Can shining lights onto a privately owned parcel of land amount to a taking? Yes, says the Ohio Court of Claims, on the unusual facts of this case. Newell v. Ohio D.O.T (Ohio Ct. Cl. 2007) 870 N.E.2d 813.

DOT installed lights on high poles to illuminate a highway at night. The light from those lights shone on an adjacent parcel of land on which Newell grew soybeans. As a result of the illumination, the soybeans failed to mature and Newell’s crop was lost. The court found that this constituted a taking of the soybean crop and awarded compensation of $2,235.

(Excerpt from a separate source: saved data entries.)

PR #1798, opened 2026-06-30
fix: timeline::metrics nextest test failure (#1281)

Shirofune-Security:
## Fixes #1281

`cargo nextest run` fails on `timeline::metrics::tests::test_evt_logon_stats`:

```
thread 'timeline::metrics::tests::test_evt_logon_stats' panicked at src/detections/utils.rs:336:43:
called `Option::unwrap()` on a `None` value
```

### Root cause
The test calls `create_rec_info`, which reads the process-global `STORED_EKEY_ALIAS` — a `RwLock<Option<EventKeyAliasConfig>>` that starts as `None`:

```rust
let binding = STORED_EKEY_ALIAS.read().unwrap();
let eventkey_alias = binding.as_ref().unwrap();   // <- panics when None
```

Every *other* `create_rec_info` test initializes that global first (e.g. `timeline::timelines::tests::test_evt_logon_stats`, `rule::count`, `rule::mod` all do `*STORED_EKEY_ALIAS.write().unwrap() = Some(dummy_stored_static.eventkey_alias.clone());`). This one never did. Under the normal `cargo test` runner all tests share a single process, so some earlier test populates the global first and `test_evt_logon_stats` passes *by luck of ordering*. Under **nextest's process-per-test isolation** nothing sets it, so the `unwrap()` hits `None`.

### Fix
Initialize `STORED_EKEY_ALIAS` from the test's own dummy config before calling `create_rec_info`, exactly like the sibling tests:

```rust
*STORED_EKEY_ALIAS.write().unwrap() = Some(dummy_stored_static.eventkey_alias.clone());
```

The alias is loaded from the same `rules/config/eventkey_alias.txt` that every other test uses (`create_static_data` loads it unconditionally for all actions), so the written value is identical to what the other tests write — no new data race in the multi-threaded `cargo test` runner.

### Verification
nextest's prebuilt binary wouldn't run in my sandbox, so I reproduced its process-per-test isolation by running the single test in its own process (`<test-binary> --exact <name>`):

| check | before | after |
|---|---|---|
| `test_evt_logon_stats` in isolation (nextest-equivalent) | ❌ panics at `utils.rs:336` (`Option::unwrap()` on `None`) | ✅ passes |
| every `timeline::` test, one-per-process | metrics fails | ✅ all pass |
| full multi-threaded `cargo test --lib` (regression) | 423 pass | ✅ 423 pass, **25/25 runs** |

🤖 Generated with [Claude Code](https://claude.com/claude-code)

PR #1799, opened 2026-06-30
test: fix remaining `cargo nextest run` failures in output-overwrite tests (#1281)

Shirofune-Security:
## Problem

Follow-up to #1798. On current `main`, `cargo nextest run` still fails the output-overwrite bin tests:

```
thread 'tests::test_same_file_output_logon_summary_csv_exit' panicked at src/main.rs:3513:9:
assertion `left == right` failed
  left: 214
 right: 0
```

(`test_same_file_output_computer_metrics_exit` and `test_same_file_output_metric_csv_exit` fail the same way.)

## Root cause

These tests come in **pairs**: a no-clobber `*_exit` variant that creates an empty output file and asserts the app leaves it untouched (size `0`), and a clobber variant that writes it. Each pair **shares one fixed output filename** (`overwrite.csv`, `overwrite.json`, `overwrite-metric*.csv`, `overwrite-computer-metrics.csv`).

I'd previously serialized them with an in-process `Mutex` (`FILE_OUTPUT_TEST_LOCK`, faa9179c). That works under `cargo test` (one process, many threads), but **nextest runs each test in its own process**, where a process-local mutex serializes nothing. So the clobber variant writes/deletes the very file the `*_exit` variant asserts is empty → `left: 214, right: 0`.

## Fix

Give every test a **unique output filename** so no two tests ever touch the same path, and drop the now-pointless lock. Correct under both runners, and removes the false cross-process safety the mutex implied. (39 insertions, 86 deletions — net simpler.)

## Verification

nextest's prebuilt binary won't execute in my sandbox, so I emulated its model exactly — each test spawned as its **own process**, all 10 run **concurrently** in a loop:

| | standard `cargo test --bin hayabusa` | concurrent processes (nextest model) |
|---|---|---|
| before | 17 pass | ❌ **61 failures / 400** (the `*_exit` tests) |
| after | ✅ 17 pass | ✅ **0 failures / 600** |

Relates to #1281

### DIFF
--- a/src/main.rs
+++ b/src/main.rs
@@ -3103,13 +3103,6 @@ mod tests {
         timeline::timelines::Timeline,
     };
 
-    /// Serializes the tests that exercise output-file overwrite behavior. They
-    /// share fixed output filenames (e.g. `overwrite-metric.csv`) between the
-    /// `*_exit` (no-clobber, expects the file untouched) and clobber variants,
-    /// so running them concurrently lets one test write the file the other
-    /// asserts is empty. Each such test holds this lock for its whole body.
-    static FILE_OUTPUT_TEST_LOCK: std::sync::Mutex<()> = std::sync::Mutex::new(());
-
     fn create_dummy_stored_static() -> StoredStatic {
         StoredStatic::create_static_data(Some(Config {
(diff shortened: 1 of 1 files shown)


YamatoSecurity (approved):
LGTM

PR #1802, opened 2026-07-02
ci(docs): auto-sync field-modifier count tables from hayabusa-rules

Shirofune-Security:
## What Changed

The **Supported Field Modifiers** page ([`rules/field-modifiers.md`](https://yamato-security.github.io/hayabusa/rules/field-modifiers/#hayabusa-supported-field-modifiers)) shows how often each field modifier / correlation rule is used across the Sigma and Hayabusa rulesets. Those counts are generated upstream in the hayabusa-rules repo (`doc/SupportedSigmaFieldModifiers.md`, regenerated whenever the rules change), and the docs copy had drifted stale. This adds automation to keep it current.

- **`website/scripts/sync_field_modifiers.py`** — fetches the upstream generated doc and replaces **only the data rows** of the two count tables in `field-modifiers.md` and all 13 translations. Localized headings, prose, and even localized table column headers (e.g. Turkish) are left untouched — only the numbers change. If the upstream table structure ever changes shape, the affected file is skipped and reported rather than corrupted.
- **`.github/workflows/sync-field-modifiers.yml`** — runs **weekly** (`cron: 17 6 * * 1`) and on demand (`workflow_dispatch`). When the counts change it commits the refreshed pages and dispatches the docs deploy so the site republishes.
- **Initial refresh** — ran the script once to fix the currently-stale counts (e.g. `contains` 3054 → 3069, `endswith` 3240 → 3250, `re` 186 → 188, `startswith` 532 → 535).

## Evidence

- The script's output for the English page now exactly matches the upstream tables (verified by a round-trip equality check).
- All 14 files produce clean, uniform diffs — only the 6 changed count rows per file (84 insertions / 84 deletions total); no headings, prose, or translated headers touched.
- `mkdocs build --strict` passes.
- Workflow YAML validated; `docs.yml` exposes `workflow_dispatch`, so the deploy dispatch works. Because pushes made with the built-in `GITHUB_TOKEN` don't trigger other workflows, the job explicitly dispatches `docs.yml` after committing.

### Notes

- This pushes directly to `main` (per the chosen auto-commit approach). If `main` has branch protection that blocks the `github-actions[bot]` push, switch the final step to open a PR instead (happy to provide that variant).
- The `cron` schedule can be tuned; weekly keeps churn low while staying reasonably fresh.


YamatoSecurity (approved):
LGTM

Under Ohio law the property owner must establish substantial and unreasonable interference with his property to sustain a taking claim. And since a claim of this sort is constitutionally based, the usual government immunities do not apply. Nor did the fact that the placement of the lights was based upon discretionary engineering judgment, or as a policy decision provide a defense.

The lights were not a nuisance and therefore Newell’s claim was not subject to the “coming to the nuisance” defense, a discredited archaic defense under which the perpetrator of a nuisance would somehow have a “right” to force his neighbors to bear the burdens of the nuisance perpetrated by him, by having to forego lawful use of their land.

To establish a taking, the owner must show that the harm suffered by his land is different in kind, not just in degree, from that suffered by other landowners in the area. On these facts, this standard was met.

We are advised by a reader (see comment 1) that this decision (which under Ohio practice was made by a clerk) has been vacated and judgment was entered for the state DOT.  The court thought that this was a damaging rather than a taking of property, and the Ohio constiturion only guarantees just compensation for takings of private property, not damaging.